According to the government’s say-so, “the economy added 200,000 jobs in December, double November’s pace and all of it coming from the private sector.” Given that “the sectors that added the most jobs was transportation and warehousing” and “courier services such as UPS,” the employment uptick is realistically a “seasonal swing.” Either way, it’s safe to say that if not for the Obama administration’s heavy handed interventions, the growth in private-sector employment would have been greater.
Better news is that “governments have continued to shed workers. Public agencies cut 12,000 workers in December, with most of those cuts at the local level.” This is a drop in the bucket, given the size of the US oink sector, and the degree to which it impinges on the private economy. (By way of an example, here’s an ad for a parasite for hire: and “Invitations Coordinator” paid for by taxpayers.)
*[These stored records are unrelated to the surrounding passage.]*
Issue #7241, opened 2024-07-19
Safari, @payloadcms/richtext-lexical, Invalid regular expression: invalid group specifier name


matt-sweda-calder:
### Payload Version

3.0.0-beta.59

### Node Version

v21.6.2

### Next.js Version

15.0.0-canary.68

### Describe the Bug

<img width="1116" alt="Screen Shot 2024-07-19 at 11 49 20 AM" src="https://github.com/user-attachments/assets/6410c717-b562-4a29-acdd-5c601e14a14f">

Because of the regex at:
https://github.com/payloadcms/payload/blob/18645771c86664f1246f0fb599c8265a4cd1d6c0/packages/richtext-lexical/src/field/features/Link/plugins/autoLink/index.tsx#L416

...some pages are broken on safari and script execution stops, it seems to be related to this ongoing safari bug: https://stackoverflow.com/questions/51568821/works-in-chrome-but-breaks-in-safari-invalid-regular-expression-invalid-group

### Reproduction Steps

I setup a Payload/NextJS app using the richtext lexical editor. When I visit a page that fetches and displays rich text data, the safari console shows the error in the screenshot above.

matt-sweda-calder:
I guess I'm not sure whether the issue is because of the URL_REGEX or the EMAIL_REGEX.

matt-sweda-calder:
I'm using Safari Version 15.6 (17613.3.9.1.5)

matt-sweda-calder:
Tried on beta.67 and it is still an issue

matt-sweda-calder:
Also worth adding, I'm seeing this in a local dev environment.

sarbazx:
Tried on beta.98 and it is still an issue. Admin panel is inaccessible.

AlessioGr:
This issue should be fixed in Safari 16.4 or later: https://caniuse.com/js-regexp-lookbehind

Closing this issue, as I think it's reasonable to expect users to be able to upgrade to these versions

PR #15349, opened 2026-01-26
fix(richtext-lexical): fix Safari 15 regex compatibility issue

yuan1238y:
## Description

Fixes Safari 15 compatibility issue where the negative lookbehind assertion `(?<![-.+():%])` in URL_REGEX causes "invalid group specifier name" error.

Related issue #7241

## Reason

I'm submitting this PR because my client uses older devices running macOS Catalina 10.15.7, which cannot be updated and therefore cannot upgrade Safari to version 16.2+. I hope the maintainers can support this compatibility requirement.

## Changes

- Removed negative lookbehind from URL_REGEX (not supported in Safari 15)
- Added post-processing logic in `createLinkMatcherWithRegExp` to remove trailing characters that shouldn't be part of URL
- Maintains the same functionality while being compatible with Safari 15

### DIFF
--- a/packages/richtext-lexical/src/features/link/client/plugins/autoLink/index.tsx
+++ b/packages/richtext-lexical/src/features/link/client/plugins/autoLink/index.tsx
@@ -43,11 +43,16 @@ export function createLinkMatcherWithRegExp(
     if (match === null) {
       return null
     }
+    let matchedText = match[0]
+    // Remove trailing characters that shouldn't be part of URL
+    // This replaces the negative lookbehind (?<![-.+():%]) for Safari 15 compatibility
+    const trailingChars = /[-.+():%]+$/
+    matchedText = matchedText.replace(trailingChars, '')
     return {
       index: match.index,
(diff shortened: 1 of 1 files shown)


AlessioGr:
Last time we discussed this internally, we agreed not to support Safari 15, since every MacBook released in the past ~11 years can run Safari 16.4. That feels like a reasonable cutoff to me.

I'll leave this open for @DanRibbens to make the final call, though

yuan1238y:
> Last time we discussed this internally, we agreed not to support Safari 15, since every MacBook released in the past ~11 years can run Safari 16.4. That feels like a reasonable cutoff to me.
> 
> I'll leave this open for @DanRibbens to make the final call, though

Thank you very much for your reply. Indeed, Safari 15 is too outdated, and considering all the compatibility issues would involve very high costs.
If possible, do you have any suggestions for a patch? Because when I tried using `pnpm patch`, I found that after the build, the patch was not completed as expected.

In Francis Wilkinson’s optimistic assessment—he’s a member of the Bloomberg View editorial board—“The jobs gap is still 12.1 million jobs. At a rate of 208,000 new jobs per month, it will take slightly more than 12 years to close that gap, according to the Hamilton Project, a public policy group started in 2006 by the Brookings Institution. For the unemployed, the U.S. labor market remains the worst since the Great Depression.”
UPDATE: Tricky Statistical Tactics, via Paul Craig Roberts (and BAB contributor below):
The official unemployment rates (U3 and U6) no longer measure all of the unemployed. The Clinton administration ceased counting as unemployed workers who had given up looking for a job for one year or longer. No discouraged workers are included in the widely reported U3 measure. The U6 measure includes workers who have been discouraged for less than one year.
In other words, the longer an economy is in the doldrums, the less the official unemployment rates are reliable measures of the extent of unemployment. The unemployment rate in December as measured by U3 is 8.5%; as measured by U6 which includes short-term discouraged workers (less than one year) is 15.2%. John Williams’ measure which includes the long-term unemployed is 22.4%.
In other words, the real unemployment rate is 2.6 times the widely reported U3 rate, which is the rate emphasized by policymakers and the financial press.